Hope this helped some.

I have my programmers watch these 6 videos. https://www.youtube.com/watch?v=k7PaYcjDEDc&list=PLYA9eZLlgz7t9Oleid2wtlgnvhGObeKzp We are a Java team but these videos do apply to C++ as well. Last year was my first year as a coach, I watched these, Played along and simulated the programs in FRCSim. The one student program we had last year called it “cheating”.

Wow this thread is really useful for beginners such as myself good job guys.I was also having trouble understanding the subsystems as well as how we were to assign the controller to the code onto the robot but this thread cleared a lot of those problems up.Thanks Guys! :slight_smile:

Glad i found this thread… thank you all!!!

We are planning on driving a 6 CIM motor using talon SRX… can i build it with Robot builder using the 4 motor system and then later on add the code needed to add the extra 2 motors?

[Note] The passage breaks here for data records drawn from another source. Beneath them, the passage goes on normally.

Issue #1479, opened 2025-12-13
Prefetch causes wrong pages to be rendered


fritzmg:
If a user clicks on a link, and while that page is loading clicks on another link and that page happens to load faster than the previous one, the former page will still be loaded in after the latter one has already loaded. You can reproduce it in this example: https://www.inspiredminds.at/turbo.php. "Page 1" has an artificial loading time of 4000ms while "Page 2" only has a loading time of 500ms. To reproduce do the following:

1. Go to https://www.inspiredminds.at/turbo.php
2. Hover & click on _Page 1_.
3. Then immediately click on _Page 2_.
4. It will show the content of "Page 2".
5. Then it will show the content of "Page 1" - but the URL also has changed to `/page1.php`.
6. Click on _Home_.
7. Hover & click on _Page 1_.
8. Then immediately click on _Page 2_.
9. It will show the content of "Page 2".
10. Then it will show the content of "Page 1" - but the URL stays at `/page2.php`.

[Video](https://github.com/user-attachments/assets/b907fb74-52d4-4f52-bdc6-98c460bda694)

This does not happen if you add 

```html
<meta name="turbo-prefetch" content="false">
```

because then when clicking on _Page 2_, the request to _Page 1_ is immediately cancelled by Turbo and thus can never be rendered. But with prefetch enabled, no cancellation ever takes place and pages seem to be simply rendered in the order they are finished instead of the order they were requested.

m-vo:
I think we need to cancel pending fetches and stop active ones from being processed if a newer one was queued. This is somewhat similar to the findings in #1372 (that were only improved but not completely solved).

PR #1490, opened 2026-01-24
Record and cancel pending prefetch requests

### LINKED ISSUE #1244: Turbo does not cancel pending requests that were prefetched on consecutive link clicks
In a situation when page loads or internet connection are slow, clicking multiple links within a short period of time should only load the last link clicked. 
When prefetch is disabled, Turbo works correctly by canceling pending requests issued by previous clicks. 

When prefetch is enabled however, all requests issued by clicks will run to completion. The page will re-render on each completed request resulting in flickering. And the last link clicked is not guaranteed to be the one visible when all requests complete.

In the following example, there are 3 links that take 2s,6s, and 4s to load. Clicking them consecutively in that order will result in the slowest page being opened last, even though it was a second click, not the last one.

<details>
<summary>Screen recording of example</summary>

https://github.com/hotwired/turbo/assets/12209038/285444cb-d201-4d60-bf50-f64bb6f28e8d

</details>

<details>
<summary>Example with Rails</summary>

```ruby
require "bundler/inline"

gemfile(true) do
  source "https://rubygems.org"

  gem "rails"
  gem "puma"
  gem "propshaft"
  gem "turbo-rails"
end

  config.load_defaults "7.1"
  
  config.turbo.draw_routes = false
  
  routes.append do
    root to: "application#index"
  end
end

$template = DATA.read

  def index
    sleep(params[:sleep].to_i) if params[:sleep].present?
    render inline: $template, formats: :html
  end
end

App.initialize!

Rack::Server.new(app: App, Port: 3000).start

__END__
<html>
  <head>
    <script type="importmap">
      {
        "imports": {
          "@hotwired/turbo-rails": "<%= asset_path("turbo.js") %>"
        }
      }
    </script>

    <script type="module">
      import "@hotwired/turbo-rails"
    </script>

  </head>

  <body>
    <h1>page <%= (params[:page].present? ? params[:page] : 'root').upcase %></h1>

    <%= link_to "root", root_path %>
    
    <div data-turbo-prefetch="false">
      <h2>without prefetch</h2>

      <ol>
        <li><%= link_to "slow", root_path(page: 'slow', sleep: 2) %></li>
        <li><%= link_to "slowest", root_path(page: 'slowest', sleep: 6) %></li>
        <li><%= link_to "slower", root_path(page: 'slower', sleep: 4) %></li>
      </ol>
    </div>

    <div>
      <h2>with prefetch</h2>

      <ol>
        <li><%= link_to "slow", root_path(page: 'slow', sleep: 2) %></li>
        <li><%= link_to "slowest", root_path(page: 'slowest', sleep: 6) %></li>
        <li><%= link_to "slower", root_path(page: 'slower', sleep: 4) %></li>
      </ol>
    </div>
  </body>
</html>
```

</details>

m-vo:
Fixes #1244, #1372, #1479

Inspired by https://github.com/hotwired/turbo/issues/1244#issuecomment-3756194305 by @SHPmax

### What's this?

Turbo can speed up page loads by prefetching requests. If the connection is slow or the server takes some time to respond, this currently has two side-effects, though:

1) Requesting a resource (that takes longer to load than the prefetch delay) multiple times - e.g. by quickly hovering back and forth over a link - will result in multiple requests to this same resource, that are running in parallel.
    
    https://github.com/user-attachments/assets/591b5667-db79-4479-b7b0-05107163fd50

2) If you request a resource that loads slow, then one that loads fast, the promise of the fast one will fulfill first (displaying a page for instance), then the slow one - that is still running - kicks in and overwrites the result.
   
    https://github.com/user-attachments/assets/526199763-b907fb74-52d4-4f52-bdc6-98c460bda694

    (_taken from #1479_)

### Solution

This PR makes the `link_prefetch_observer` record the last fetch request and cancel the previous one to the same URL. On top of that, during `turbo:visit`, all currently recorded requests but the one for the current URL are cancelled as well. This way, there now can only be one active prefetch request per URL and never a pending one of a different URL a visit happens.

I added test cases to outline the issue. You can see this PR in effect by commenting out the two added `fetchRequest.cancel()` statements in the `link_prefetch_observer`.

/cc @fritzmg, @ilyadh

### DIFF
--- a/src/observers/link_prefetch_observer.js
+++ b/src/observers/link_prefetch_observer.js
@@ -11,6 +11,7 @@ import { prefetchCache, cacheTtl } from "../core/drive/prefetch_cache"
 export class LinkPrefetchObserver {
   started = false
   #prefetchedLink = null
+  #pendingFetchRequests = new Map()
 
   constructor(delegate, eventTarget) {
     this.delegate = delegate
@@ -40,6 +41,7 @@ export class LinkPrefetchObserver {
     })
 
     this.eventTarget.removeEventListener("turbo:before-fetch-request", this.#tryToUsePrefetchedRequest, true)
+    this.eventTarget.removeEventListener("turbo:before-visit", this.#cancelPendingFetchRequests, true)
     this.started = false
   }
 
@@ -54,6 +56,7 @@ export class LinkPrefetchObserver {
     })
 
     this.eventTarget.addEventListener("turbo:before-fetch-request", this.#tryToUsePrefetchedRequest, true)
+    this.eventTarget.addEventListener("turbo:before-visit", this.#cancelPendingFetchRequests, true)
     this.started = true
   }
 
@@ -80,8 +83,29 @@ export class LinkPrefetchObserver {
 
         fetchRequest.fetchOptions.priority = "low"
 
+        // Track pending fetch requests belonging to the current URL
+        const url = location.href
+        if (!this.#pendingFetchRequests.has(url)) {
+          this.#pendingFetchRequests.set(url, [])
+        }
+        this.#pendingFetchRequests.get(url).push(fetchRequest)
+
         prefetchCache.putLater(location, fetchRequest, this.#cacheTtl)
       }
+    }
+  }
+
+  #cancelPendingFetchRequests = (event) => {
+    if (event.detail.fetchRequest) return
+
+    for (const [url, fetchRequests] of this.#pendingFetchRequests.entries()) {
+      const isSameUrl = url === event.detail.url
+
+      for (const fetchRequest of isSameUrl ? fetchRequests.slice(0, -1) : fetchRequests) {
+        fetchRequest.cancel()
+      }
+
+      this.#pendingFetchRequests.set(url, isSameUrl ? [fetchRequests[fetchRequests.length - 1]] : [])
     }
   }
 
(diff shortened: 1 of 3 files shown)


m-vo:
I found a way of further improving this. I will update the PR accordingly.

m-vo:
Just to illustrate the difference. This is the behavior **with** this PR:

https://github.com/user-attachments/assets/7f322bcf-9b40-4979-913f-fab9fae427d4

* In the first part of the video, I hovered over "Page 1" (which issues a prefetch request), clicked on it, then made a visit to "Page 2" which canceled the prefetch to the slow loading resource. 

* In the second part [0:10], I hovered over both links back and forth to trigger multiple prefetch requests. For each resource only one is now running at a time.

fritzmg (approved):
The built resources are also deployed on https://www.inspiredminds.at/turbo.php - and I can confirm that this fixes #1479 and I could not find any other issues 👍

Toflar (approved):
We also had to disable prefetch because of the too many requests and "page result swapping" issues. This PR will allow us to re-enable it! Thank you @m-vo ❤️

m-vo:
Is there anything I could do to move this forward?

/cc @packagethief maybe?

t1ll:
Thank you @m-vo for the fix; can't wait for it to be merged

zoglo:
I've had the same issue happen to me on GitHub quite a bunch of times when my network was slow.
I guess it's negligible that the URL and/or the content were different when not knowing what causes the issue.

It's just more obvious when knowing that it's a possible bug in the Turbo library and does not happen on faster connections / good optimized pages as often.

leofeyer:
@packagethief @jorgemanrubia would you be open to merging this PR? Or should this stay an opt-in solution that users implement themselves when needed, as outlined in https://github.com/hotwired/turbo/issues/1244#issuecomment-3756194305?

zoglo:
@packagethief Is there anything we can do to speed up the process of reviewal and merging this PR?

maikschneider (approved):

TrevorHinesley:
Looks to be approved, is there any reason this can't be moved along? This is a pretty common wrinkle that's encountered, would be great to get it merged in.

Issue #1492, opened 2026-01-27
turbo:load fires very late when Turbo is loaded with defer (misses interactive state)


amohamed97:
When Turbo is loaded using `defer`, the `turbo:load` event can fire **very late** (close to `window.onload`) because Turbo only triggers it in response to `readystatechange` *transitions*.
If Turbo initializes **after** the document has already reached `readyState = "interactive"`, it misses that transition and waits until `"complete"` instead.

This causes JS that depends on `turbo:load` to be delayed until all deferred/async scripts finish loading, which can block page interactivity.

---

### Why this matters

We migrated from **Turbolinks → Turbo**, and this regression started appearing after the migration.

* `turbolinks:load` fired on `DOMContentLoaded`
* It worked reliably even when Turbolinks itself was deferred
* With Turbo, deferring the script can unintentionally tie `turbo:load` to `readyState = "complete"` / `window.onload`

In real production cases, this has caused:

* Frozen or non-interactive UI
* Navigation blocked for users

---

### Root cause (as I understand it)

Turbo triggers `turbo:load` only when it *observes* `readystatechange` changes (`interactive` or `complete`).
It does **not** check the current `document.readyState` when initializing.

So if Turbo loads after `interactive`, it will always wait for `complete`.

---

### Questions

1. Is this behavior intentional / expected when Turbo is deferred?
2. Is Turbo expected to work correctly when loaded using defer, or is synchronous loading assumed?
3. Is there a recommended event for “DOM ready + Turbo-safe initialization” that doesn’t depend on `readyState = "complete"`?
4. Would it make sense for Turbo to trigger `turbo:load` immediately if `document.readyState` is already `"interactive"`?

Thanks for the great work on Turbo 🙏

PR #1493, opened 2026-01-29
Trigger turbo load on domcontentloaded

jjla26:
- Added console logs to track the start, state changes, and interactions within the PageObserver.
- Implemented handling for scripts loaded with the defer attribute, ensuring that DOMContentLoaded is awaited before firing turbo:load.

### DIFF
--- a/src/observers/page_observer.js
+++ b/src/observers/page_observer.js
@@ -39,7 +39,6 @@ export class PageObserver {
 
   interpretReadyState = () => {
     const { readyState } = this
-    
     if (readyState == "interactive") {
       this.pageIsInteractive()
     } else if (readyState == "complete") {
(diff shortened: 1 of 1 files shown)


brunoprietog:
Can you elaborate a bit more on the issue to have a better understanding? Also, I don't think it's appropriate to put so many console logs in production.

amohamed97:
@brunoprietog It's addressing https://github.com/hotwired/turbo/issues/1492

jjla26:
@brunoprietog Apologies for the confusion. This PR was originally intended for our internal fork.

However, since it's here, I'd like to explain the problem we encountered:

When Turbo is loaded with the defer attribute, the turbo:load event doesn't fire at the optimal time.
Current behavior:
Deferred scripts execute when document.readyState is "interactive" (after HTML parsing completes).
The PageObserver.start() method only adds a readystatechange listener for future state changes.
If the script loads when readyState is already "interactive" (which is the normal for a deferred script), it only catches the transition to "complete".
This means turbo:load fires after all assets (CSS, images, fonts, tracking scripts) have loaded causing a significant delay
Real-world impact:
In our application, this delay meant interactive features weren't available until all page assets loaded, creating a poor user experience.

jjla26:
As @amohamed97 mentioned, we're attempting to address https://github.com/hotwired/turbo/issues/1492. However, we'd appreciate your feedback on whether there's an intentional reason for the current behavior, or if perhaps we're misunderstanding how Turbo is meant to be loaded in modern bundler setups.

PR #1495, opened 2026-02-02
Same-page anchor: Account for `<a>` nested in `<svg>`

seanpdoyle:
Follow-up to [#1285][]

While an `<a>` element is typically represented by an [HTMLAnchorElement][], an `<a>` nested inside an `<svg>` element is instead an [SVGAElement][].

Similarly, while [HTMLAnchorElement.href][] returns a `String`, the [SVGAElement.href][] returns an instance of [SVGAnimatedString][], which cannot be supported by neither calls to [String.startsWith][] nor [RegExp.test][].

This commit adds explicit test coverage for a same-page navigation from an `<a>` nested within an `<svg>`. To ensure that the value is a `String`, replace `.href` with `getAttribute("href")`. This restores the implementation to be closer to what was defined in [e591ea9e][].

*Note*

It's worth mentioning that both of these new tests pass _without_ the `page.on("pageerror")` parts are omitted from the coverage. That signals to me that either:

1. the intended behavior still functions when JavaScript errors are raised, 
2. the test coverage does not genuinely reflect real-world use cases

I'm hopeful that it's 1., and that the test coverage _with_ the explicit JavaScript error tracking sufficiently guards against both 1. and 2. being true.

[#1285]: https://github.com/hotwired/turbo/pull/1285
[HTMLAnchorElement]: https://developer.mozilla.org/en-US/docs/Web/API/HTMLAnchorElement
[SVGAElement]: https://developer.mozilla.org/en-US/docs/Web/API/SVGAElement
[HTMLAnchorElement.href]: https://developer.mozilla.org/en-US/docs/Web/API/HTMLAnchorElement/href
[SVGAElement.href]: https://developer.mozilla.org/en-US/docs/Web/API/SVGAElement/href
[SVGAnimatedString]: https://developer.mozilla.org/en-US/docs/Web/API/SVGAnimatedString
[String.startsWith]: https://developer.mozilla.org/en-US/docs/Web/JavaScript/Reference/Global_Objects/String/startsWith
[RegExp.test]: https://developer.mozilla.org/en-US/docs/Web/JavaScript/Reference/Global_Objects/RegExp/test
[e591ea9e]: https://github.com/hotwired/turbo/pull/1285/changes/e591ea9eb087a308f8d6997dc3ffe051058e3ec9#diff-9c0ec1b0a889e599f3ff81590864dd9dc65684a86b41f1da75acc53fafed12e3R251-R256

### DIFF
--- a/src/tests/fixtures/navigation.html
+++ b/src/tests/fixtures/navigation.html
@@ -47,6 +47,8 @@
       <p><a id="bare-target-link" href="/src/tests/fixtures/one.html" target>Bare target attribute link</a></p>
       <p><a id="same-origin-download-link" href="/intentionally_missing_fake_download.html" download="x.html">Same-origin download link</a></p>
       <svg width="600" height="100" viewbox="-300 -50 600 100"><text><a id="same-origin-link-inside-svg-element" href="/src/tests/fixtures/one.html">Same-origin link inside SVG element</a></text></svg>
+      <svg width="600" height="100" viewbox="-300 -50 600 100"><text><a id="same-origin-targeted-link-inside-svg-element" href="/src/tests/fixtures/one.html" target="_blank">Same-origin targeted link inside SVG element</a></text></svg>
+      <svg width="600" height="100" viewbox="-300 -50 600 100"><text><a id="same-page-link-inside-svg-element" href="#main">Same-page link inside SVG element</a></text></svg>
       <svg width="600" height="100" viewbox="-300 -50 600 100"><text><a id="cross-origin-link-inside-svg-element" href="about:blank">Cross-origin link inside SVG element</a></text></svg>
       <svg width="600" height="100" viewbox="-300 -50 600 100"><text><a id="same-origin-anchored-svg-link" href="#main">SVG link with hash-only href</a></text></svg>
       <p><a id="same-origin-get-link-form" href="/src/tests/fixtures/navigation.html?a=one&b=two" data-turbo-method="get">Same-origin data-turbo-method=get link</a></p>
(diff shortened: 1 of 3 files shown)


domchristie:
Related: Astro's ClientRouter approach: https://github.com/withastro/astro/blob/dbf71c021e3adf060c34e6f268cf1b5cd480233d/packages/astro/components/ClientRouter.astro#L82-L83

seanpdoyle:
@domchristie interesting! Thanks for sharing that context. I'll copy-paste it here to keep those details as part of this conversation:

```js
if (
  !(link instanceof HTMLAnchorElement) &&
  !(link instanceof SVGAElement) &&
  !(link instanceof HTMLAreaElement)
)
  return

// …

const linkTarget = link instanceof HTMLElement ? link.target : link.target.baseVal;
const href = link instanceof HTMLElement ? link.href : link.href.baseVal;
```

I like that approach in that there are some class-level checks. However, I worry about a future need of adding additional supported classes (in case we miss one now, or in case the "link" is an `<a>`-like custom HTML element of some kind).

For now, I think I prefer the `getAttribute`-based approach for two reasons: 1) it's closer to the original code, 2) it doesn't limit the classes supported.

Am I missing out on something about the alternative?

domchristie:
> Am I missing out on something about the alternative?

No I don't think so. The use of `baseVal` was interesting to me, but I think `getAttribute` works well for both (as it does for the `target` attribute. I feel like some of the Astro code is to satisfy TypeScript, particularly the `instanceof` guards.

packagethief (approved):
Thanks for looking into this @seanpdoyle 🙏

fschwahn:
> I'm hopeful that it's 1., and that the test coverage with the explicit JavaScript error tracking sufficiently guards against both 1. and 2. being true.

I went back and tested this, and the claim that this broke links in SVGs was wrong, I'm sorry about that. In fact, the links still behave as intended, there's just noise from the errors in the browser console.

So I think (at least in my case) it is indeed 1.

PR #1498, opened 2026-02-04
Fix some flaky tests that were failing in recent runs

rosa:
- Fix flaky frame test by using targeted event check: change `noNextEventNamed` to `noNextEventOnTarget` for the frame form navigation test. The previous check would pick up unrelated `turbo:before-fetch-request` events from link prefetching on other elements, causing random test failures.

- Fix rendering test that was failing due to execution context being destroyed during full page reload. Use `waitForURL` instead of `nextEventNamed` since the tracked element mismatch causes a real browser reload.

- Fix `pausable_requests` test race condition by using a single dialog handler that collects all messages, rather than registering handlers sequentially which could miss dialogs on Firefox.

This was mostly Claude work with some direction from me 😅


packagethief (approved):
Thanks @rosa! Confirmed that all these tests pass for me locally ✅

PR #1501, opened 2026-02-10
Preserve noscript elements, remove only stylesheet children (#1497)

### LINKED ISSUE #1497: `noscript` tags get deleted when using turbo
[This PR](https://github.com/hotwired/turbo/issues/1464) introduced a behavior that isn't helpful for everyone. We use noscript tags to define elements that we want to lazy load when the user scrolls down. We use noscript because it should be displayed immediately when JavaScript is disabled. This change completely breaks this.

yujiteshima:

I don’t think so. What I’m thinking is use the 4 motor system in robot builder, enter in your 4 motors. Then also include a 2 motor system. Though that might be what you mean.

If you can, you could write it manually.

We have an example that might help…

… basically slave the fifth and sixth talon outside of RobotDrive to the appropriate talons inside RobotDrive.

It’s java but should be easy to port to C++.

Thank you !

Being a newbie with Java…this code is added to the Robot.java class… is there anything else in other class i need to add?